▸ **Brief**: Check each line of the records below for the word "provided" and copy those where it appears.

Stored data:
◆ ◆ ◆ ◆ ◆

PR #44, opened 2015-05-29
Prevent eternal loop by ensuring that no libxml errors with level [LIBXML_ERR_FATAL]  have occurred

DaanBiesterbos:
Hi, 
I was facing some instability issues regarding invalid XML documents. I would expect an exception but instead the Reader will (in some cases) attempt to keep parsing the same node eternally. I fixed this by adding a validation step.  The XMLReader::isValid may not be backward compatible so I made the validation step optional. Altough I did not validate this thouroughly it seems like this method will only work when the something like a XSD, DTD etc is in place.  Either way. The feature is optional, so this change should not be problematic. 

Update:
The validation did not fix all scenario's. The new solution does. Basically we now check if libxml has fatal errors on each iteration. I did not implement this as a optional feature since it ensures that your application will not crash when invalid XML is provided.

### DIFF
--- a/lib/Reader.php
+++ b/lib/Reader.php
@@ -55,6 +55,7 @@ class Reader extends XMLReader {
      * This function will also disable the standard libxml error handler (which
      * usually just results in PHP errors), and throw exceptions instead.
      *
+     * @throws LibXMLException
      * @return array
      */
     function parse() {
@@ -76,10 +77,9 @@ class Reader extends XMLReader {
 
         if ($errors) {
             throw new LibXMLException($errors);
-        } else {
-            return $result;
         }
 
+        return $result;
     }
 
     /**
@@ -93,16 +93,14 @@ class Reader extends XMLReader {
      * If the $elementMap argument is specified, the existing elementMap will
      * be overridden while parsing the tree, and restored after this process.
      *
+     * @throws ParseException
      * @param array $elementMap
      * @return array|string
      */
     function parseInnerTree(array $elementMap = null) {
 
-        $previousDepth = $this->depth;
-
         $text = null;
         $elements = [];
-        $attributes = [];
 
         if ($this->nodeType === self::ELEMENT && $this->isEmptyElement) {
             // Easy!
@@ -255,7 +253,7 @@ class Reader extends XMLReader {
      * short keys. If they are defined on a different namespace, the attribute
      * name will be retured in clark-notation.
      *
-     * @return void
+     * @return array
      */
     function parseAttributes() {
 
@@ -281,22 +279,5 @@ class Reader extends XMLReader {
         return $attributes;
 
     }
-
-    /**
-     * @return bool
-     */
-    function isValidationEnabled()
-    {
-        return $this->validationEnabled;
-    }
-
-    /**
-     * @param bool $enable
-     */
-    function setValidationEnabled($enable = true)
-    {
-        $this->validationEnabled = $enable;
-    }
-
 
 }
--- a/lib/Reader.php
+++ b/lib/Reader.php
@@ -21,9 +21,6 @@ class Reader extends XMLReader {
 
     use ContextStackTrait;
 
-    /** @var bool  */
-    protected $validationEnabled = false;
-
     /**
      * Returns the current nodename in clark-notation.
      *
--- a/lib/Reader.php
+++ b/lib/Reader.php
@@ -122,19 +122,12 @@ class Reader extends XMLReader {
         // https://bugs.php.net/bug.php?id=64230
         if (!@$this->read()) return false;
 
-        while (true) {
+        while ($this->canContinue()) {
 
             switch ($this->nodeType) {
                 case self::ELEMENT :
-                    // I have encountered a situation where the document was deemed valid while there was a syntax issue with a given end tag. An eternal loop was the result.
-                    // XMLReader will never validate the entire tree. Exclusively the node that is processed. Each node should be individually validated to make sure that the parser ends processing unexpected (syntax)
-                    // errors occur. This validation should be  optional and disabled by default for backward compatibility. I'm did not test every
-                    // use case I could think of, but it seems like the validation will always fail without the proper schema (or DTD) in place.
-                    if(!$this->isValidationEnabled() or $this->isValid()) {
-                        $elements[] = $this->parseCurrentElement();
-                        break;
-                    }
-                    throw new ParseException("Unable to parse invalid '{$this->localName}' node. The XML document is not valid.");
+                    $elements[] = $this->parseCurrentElement();
+                    break;
                 case self::TEXT :
                 case self::CDATA :
                     $text .= $this->value;
@@ -147,8 +140,11 @@ class Reader extends XMLReader {
                 case self::NONE :
                     throw new ParseException('We hit the end of the document prematurely. This likely means that some parser "eats" too many elements. Do not attempt to continue parsing.');
                 default :
-                    // Advance to the next element
-                    $this->read();
+                    // This prevents an eternal loop in case of a missing open tag.
+                    if(!$this->read()) {
+                        throw new ParseException("Unable to parse invalid '{$this->localName}' node. The XML document is not valid.");
+                        break 2; // Break out of invalid element
+                    }
                     break;
             }
 
@@ -159,6 +155,31 @@ class Reader extends XMLReader {
         }
         return ($elements ? $elements : $text);
 
+    }
+
+    /**
+     * Check internal (libxml) errors. Throw an exception if needed.
+     * We need to do this for every node or won't be able to recognize malformed XML.
+     * This would lead to an eternal loop.
+     *
+     * @throws ParseException
+     * @return bool
+     */
+    protected function canContinue()
+    {
+        // Check for errors. Normally there will be no error, so this should not have a big impact on performance.
+        $errors = libxml_get_errors();
+        if(count($errors)) {
+            /** @var \LibXMLError $error */
+            foreach($errors as $e) {
+                if ($e->level === LIBXML_ERR_FATAL){
+                    libxml_clear_errors();
+                    throw new LibXMLException($errors);
+                }
+            }
+        }
+
+        return true;
     }
 
     /**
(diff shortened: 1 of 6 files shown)


Hywan:
Hello :-),

First, can you give us an example of your XML in order to reproduce your issue please?
Second, do you have any idea of the impact on performances?
Third, is it possible to validate the whole document once instead of each node?

evert:
Damn... lost my work in progress comment.

@Hywan One of the key concepts of the XMLReader/XMLWriter is that they can operate on streams. So if validation is possible for the whole document, I don't think it would be desired. I'm also not super concerned about speed if it's an optional feature.

@DaanBiesterbos 

A few points:

* @Hywan is right that this change needs a test. A unittest that checks both the valid and invalid case.
* You can automatically fix all CS-related issues by running : `./bin/sabre-cs-fixer fix .`
* The docblocks should be expanded a bit to explain exactly what the feature does, and how to use it.
* Don't return `$this` from the setter.

evert:
Lastly... is it possible to emit a more useful exception? It would be great if we can tell the user *why* their document isn't valid... i assume that XMLReader has a way to access this information?

DaanBiesterbos:
@Hywan   @evert    Hi guys. I will prepare something to reproduce the problem and improve the commit as described above. As evert pointed out the isValid method will always only check the current node. But there is also a validation to check if the XML is valid according to the schema. This validation does work for the entire tree. This validation detects nodes that violate the schema but does completely ignore syntax errors. 
I'll come back on this later. One more thing though. 

I executed the the ./bin/sabre-cs-fixer fix command. But a LogicException was thrown in ./vendor/symfony/finder/Symfony/Component/Finder/Finder.php on line 698.  Message: "You must call one of in() or append() methods before iterating over a Finder."
$config->getDir() returns null in "/home/daan/Projecten/SabreXmlReader/sabre-xml/vendor/fabpot/php-cs-fixer/Symfony/CS/Fixer.php" on line 137.

It seems like adding '$out->setDir(__DIR__ . '/../lib');' to  "/home/daan/Projecten/SabreXmlReader/sabre-xml/vendor/sabre/cs/bin/php-cs-fixer-config.php" solved the problem locally. I can now execute the command. Not sure what is causing this though. I tried downgrading to symfony 2.6.7, but that did not solve it.

evert:
Did you do `sabre-cs-fixer fix .` ? the last `.` is important =)

DaanBiesterbos:
@evert  Ah. You are right. Missed the dot. :-)

DaanBiesterbos:
To reproduce the issue you can run the unit test and omit the solution :) All scenario's that should fail because of missing tags or malformed XML will lead to an eternal loop.

DaanBiesterbos:
@evert   Hi Evert. How do you feel about the provided solution? Were you able to reproduce the problem?

evert:
Hi Daan,

The reason I have not really gotten to it yet, is because this is a relatively large diff, for a relatively small change. There's a lot of unrelated changes in the source, and things could probably get simplified a bit.

Will make a few comments in-line.

evert:
The biggest thing I would want to ask is.. how small can you make this unittest? Right now there's a ton of assertions, and a lot of other stuff. Could you create a very minimal schema?

lib/Reader.php
```diff
@@ -38,7 +38,6 @@ function getClark() {
         }
 
         return '{' . $this->namespaceURI . '}' . $this->localName;
-
```
evert: Unrelated change, revert this.

lib/Reader.php
```diff
@@ -73,10 +73,9 @@ function parse() {
 
         if ($errors) {
             throw new LibXMLException($errors);
-        } else {
-            return $result;
         }
 
+        return $result;
```
evert: Not bad, but unrelated change... please revert this to simplify the patch.

lib/Reader.php
```diff
@@ -113,13 +110,14 @@ function parseInnerTree(array $elementMap = null) {
         }
 
 
-        // Really sorry about the silence operator, seems like I have no
-        // choice. See:
+        // Really sorry about the silence operator, seems like I have no choice. See:
```
evert: Unrelated change, please revert

lib/Reader.php
```diff
@@ -147,8 +144,33 @@ function parseInnerTree(array $elementMap = null) {
...
+     *
+     * @throws ParseException
+     * @return bool
+     */
+    protected function canContinue()
+    {
+        // Check for errors. Normally there will be no error, so this should not have a big impact on performance.
+        $errors = libxml_get_errors();
+        if (count($errors)) {
+            /** @var \LibXMLError $error */
```
evert: `$error` is not defined, should be `$e`.

tests/Sabre/Xml/ParserTest.php
```diff
@@ -0,0 +1,587 @@
...
+namespace Sabre\Xml;
+
+/**
+ * Test the XML reader.
+ * -Test with valid document
+ * -Test XML schema validation
+ * -Test invalid documents (missing start and end tag, malformed start and end tag and malformed quotes)
+ *
+ *
+ * PHP version 5
```
evert: docblocks should match sabre/dav's docblocks, or be removed (we don't require them in unittests).

tests/Sabre/Xml/ParserTest.php
```diff
@@ -0,0 +1,587 @@
...
+ *
+ * Class ParserTest
+ * @author     Daan Biesterbos <daanbiesterbos@gmail.com>
+ * @license http://sabre.io/license/ Modified BSD License
+ * @since     1.0.0
+ */
+class ParserTest extends \PHPUnit_Framework_TestCase
```
evert: Rename to something like 'ReaderSchemaValidationTest`.

tests/Sabre/Xml/ParserTest.php
```diff
@@ -0,0 +1,587 @@
...
+        if (function_exists('register_tick_function')) {
+            // Register tick function
+            register_tick_function(function() {
+                throw new \LogicException("Test failed. The reader seems to be trapped in a eternal loop. Failed to recognize the missing start tag...");
+            });
+        }
+
+
+        // Parse elements, use tick counter to break out of eternal loop and throw an exception
+        declare (ticks = 10000000); // Don't use low values, apparently phpunit is also using ticks and will collide with low values)
```
evert: I would suggest to get rid of this altogether. It's good that the unittest can report that the script has entered an eternal loop, but the unittests simply not completing is a good enough indicator for me. This is what we do in sabre/vobject for a lot of stuff. Travis will just time out for these tests and a developer can just abort the script... No biggy and avoids stuf like ticks.

tests/Sabre/Xml/ParserTest.php
```diff
@@ -0,0 +1,587 @@
...
+    function testParserShouldSucceed()
+    {
+        $reader = new Reader();
+        $reader->XML($this->xmlValidDocument);
+        $result = $reader->parse();
+        $this->assertNotEmpty($result);
+        $result = $result['value'];
+
+        // Validate store name
+        $this->assertEquals('Awesome Shop Inc.', $result[0]['value'], "The store name is not valid.");
```
evert: Could the entire `$result` array just be checked for as a whole. This will make this a _lot_ clearer I think.

tests/Sabre/Xml/ParserTest.php
DaanBiesterbos: Hi Evert, 
My idea was to write a test to parse various valid and invalid formats. I also used this for development. I could refactor this and make it more compact. I'm not sure about the name though. I removed the schema validation entirely. The goal was to get rid of the eternal loops, and this test assures they do not occur.  That solution seems to be pretty solid. (and a lot faster than schema validation! :+1: )  What do you think about "ReadInvalidDocumentTest" - as most of the tests are all about testing invalid xml anyway.  A compact version of the test on top (valid format) could be moved to another test case. (or removed entirely if you feel like testing valid formats is covered by the other tests?)

tests/Sabre/Xml/ParserTest.php
DaanBiesterbos: Do you mean just the ticks part?   These tests were very useful during development.  I tried some other things and this tests quickly showed me which invalid formats would cause an eternal loop, and which did not. I have to admit that although the solution is easy it was a bit tricky to find a solution that worked under all circumstances. This tests are the main reason if not the only one to be confident about the solution. But if are sure you don't need the tests than I don't mind to remove them. Your call. :-)

tests/schema/Store.xsd
```diff
@@ -0,0 +1,31 @@
...
+    <!--+====================================================================================================+-->
+    <!--+ Elements                                                                                           +-->
+    <!--+====================================================================================================+-->
+    <xs:element name="name" type="xs:string" />
+    <xs:element name="customers" type="person:CustomerCollection" />
+    <xs:element name="store" type="store:StoreType" />
+
+
+
+</xs:schema>
```
DaanBiesterbos: I guess the schema's can be removed, unless you want to keep them for a future test. ;-)

tests/Sabre/Xml/ParserTest.php
evert: I wouldn't say: get rid of the tests, but rather just get rid of the code that can abort the test if it took too long. I'm ok with the unittests getting stuck in a loop if the code is incorrect, as long as they complete when the test _is_ good.

I just want to simplify.

tests/Sabre/Xml/ParserTest.php
evert: That sounds like a good name to me too =) Just wanted it to be a bit more descriptive.

tests/schema/Store.xsd
evert: It would be nice to do a schema-related unittest, but in that case I would want to create an "as small as possible" schema.a Unittests should all be about the testing the most isolated possible cases.

evert:
Hi @DaanBiesterbos ,

Didn't hear back in a while, and then another related issue popped up in #45.
In response to that, I created a new patch that's similar to yours, but much simpler.

Tagging this today as 1.1.0.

◆ ◆ ◆ ◆ ◆

▸ **Result of the task**:
The validation did not fix all scenario's. The new solution does. Basically we now check if libxml has fatal errors on each iteration. I did not implement this as a optional feature since it ensures that your application will not crash when invalid XML is provided.
@evert   Hi Evert. How do you feel about the provided solution? Were you able to reproduce the problem?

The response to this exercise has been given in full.